Maize prices drop as border trade booms (The Standard)
The recent bilateral talks between President Uhuru Kenyatta and his Tanzanian Counterpart Suluhu Hassan that eased cross border maize trade has seen a drastic drop in the produce prices. Farmers in North Rift region claimed yesterday that there is an influx of maize grains from the Eastern Africa Community region that had seen a reduction in prices from Sh2,800 per 90 kg bag last month to Sh2,300 currently. They want the sector to be allocated at least 10 per cent of the national budget saying the gesture, would create an equal level playing ground in agribusiness within EAC member countries.

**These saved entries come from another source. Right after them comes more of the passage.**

Issue #1068, opened 2023-03-13
Can't run integration tests from IDE


npetzall:
It's not possible to run Integration tests from IDE due to a requirement that software is packaged as Jar

If there is a workaround let's document it, if not we should consider brining some "dead code" back, by handling the case when layout.url() is file protocol instead of jar.

npetzall:
https://www.jetbrains.com/help/idea/work-with-tests-in-maven.html

From intellij, it's a complex workaround. Strange that it's not autogenerated the same way it's done with gradle.

npetzall:
There is an option to create a ZipFileSystem, which means that we might be able to treat the sources as Path objects, and copy them to target. More or less, if jar create ZipFileSystem and then walking the Path and copy.

More the same handling for both, just that the ZipFileSystem needs to be setup.

PR #1113, opened 2023-03-26
#1068/integration tests

jesperolsson-se:


npetzall:
We can go with this for now, names are a bit strange. JarCopy sounds like you are copying a Jar and UrlCopy sounds like you're copying a URL and not actually contents hidden beneath the Url.

npetzall (approved):

jesperolsson-se:
I agree. Does either `CopyFromJar` or `CpJar` sound better to you?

The African Development Bank and the Government of Uganda have signed two financing agreements totaling around $348 million for the improvement of road transport in Uganda. The first is a $276 million financing agreement for the Kampala City Roads Rehabilitation Project; and the second, valued at $71.8 million, is for upgrading the Kabale-Lake Bunyonyi/Kisoro-Mgahinga road. Minister Kasaija described the projects as “transformative” and in line with his government’s national development plan as well as the African Development Bank’s High 5 strategic priorities.
Moroccan Foreign Minister, Nasser Bourita, on Tuesday, held talks with the Continental Free Trade Area (AfCFTA) Secretary General, Wamkele Mene, during the latter’s visit to Rabat. During the meeting, the Moroccan minister emphasised the importance of the entry into force of the AfCFTA for the commercial and economic development of the continent, the Foreign Ministry said in a statement. The two parties also discussed the conclusion of Phase II on protocols relating to investment, intellectual property rights, competition and electronic commerce, recalling the role of the AfCFTA Secretariat in supporting member states to speed up the negotiations of these instruments. At the end of their meeting, the two officials agreed on the importance of supporting the private sectors of member states to promote intra-Africa trade for a more integrated and prosperous continent.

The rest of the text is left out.